Note that PCs do still have an ISA DMA controller that the fdc(4) driver uses.
I see ACPI as a way to enumerate devices on "dumb" busses. For example, I
could see ACPI enumerating devices on other non-ISA busses, like an IPMI
controller on an I2C bus. That's not an ACPI device now is it?
Put another way, look at openfirmware which to my understanding includes a
device tree/namespace with properties about devices. (I think at least some
sparc systems use OFW info to route interrupts for example.) We don't make
those devices live an on OFW bus though, they live on PCI busses, sbus
busses, etc. ACPI to me is much more of a firmware than a bus. There are
some devices (PCI links, acpi_ec, batteries, etc.) that are only enumerated
via ACPI, and so we hang them off of acpi0 for lack of a better place to put
them, and we leave ISA PNPBIOS devices hung off of acpi0 b/c it would be a
bit of work to move them under the isa0 device.

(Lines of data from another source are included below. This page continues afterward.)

PR #403, opened 2023-02-01
Add `interval` to struct `Collection`

### LINKED ISSUE #397: Aggregate results should include the interval of time that the constituent reports span
[In DAP-03](https://datatracker.ietf.org/doc/html/draft-ietf-ppm-dap-03#section-4.5.2-13), the results of an aggregation are presented to the collector as:

```
struct {
  uint64 report_count;
  HpkeCiphertext encrypted_agg_shares<1..2^32-1>;
} CollectResp;
```

where `encrypted_agg_shares` is the encrypted form of [a VDAF's `AggResult` associated type](https://datatracker.ietf.org/doc/html/draft-irtf-cfrg-vdaf-03#name-constants-and-types-defined). In the case of a time interval task, the collector will have explicitly requested collection over some interval of time, but in the case of a fixed size task, that aggregate result will have been compiled from a set of reports chosen by the leader. So the collector can only infer that the reports are from no later than when the collect request came in and no sooner than when the collector got the previous batch.

DAP should explicitly tell the collector what time interval is covered by a collected batch.

tgeoghegan:
The Leader now informs the Collector of what time interval is spanned by the reports aggregated into a collection, regardless of the query type. This is particularly useful for fixed size tasks as otherwise a Collector can only guess at the report times based on the timing of collection requests, but also useful in time interval tasks since the aggregated reports could span a *smaller* interval that what was requested (e.g., if the collector requested a one hour time interval, but reports only arrived during minutes 30-40 of that hour).

Resolves #397

### DIFF
--- a/draft-ietf-ppm-dap.md
+++ b/draft-ietf-ppm-dap.md
@@ -1617,6 +1617,7 @@ job with HTTP status code 200 OK and a body consisting of a `Collection`:
 struct {
   PartialBatchSelector part_batch_selector;
   uint64 report_count;
+  Interval interval;
   HpkeCiphertext encrypted_agg_shares<1..2^32-1>;
 } Collection;
 ~~~
@@ -1630,6 +1631,12 @@ This structure includes the following:
   [OPEN ISSUE: What should the Collector do if the query type doesn't match?]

*sigh* FreeBSD already just accepts the current configuration of PNPBIOS
devices, and yes, I do think that FreeBSD should trust the resources coming
from the BIOS (ACPI or PNPBIOS, even if my laptop's PNPBIOS has the wrong IRQ
for my laptop's COM1 (but ACPI gets it right)). However, in the case that
COM1 doesn't have the same resources as the "sio0" hints it ends up as sio2
rather than sio0. In your world where unit numbers are meaningless why do
you care if it's sio2 rather than sio0? The bug complaints I've seen on the
lists and in various places are all about how ACPI gets it backwards and
confuses things. How do propose to fix the problem of ACPI listing COM2
before COM1 short of completely rearchitecting how we name devices and expose
them to userland?
Besides which this is all _optional_ since users can adjust hints however they
see fit.
Hmm, ok. So are you thinking of a registry ala Windows to remember previous
bindings? /dev/<some uuid-ish thing but longer> (what Windows does) probably
wouldn't be considered usable by most folks, so you'd have to make aliases,
but then you are back to how do "wire" the aliases? And how should the
kernel figure out which devices are console devices?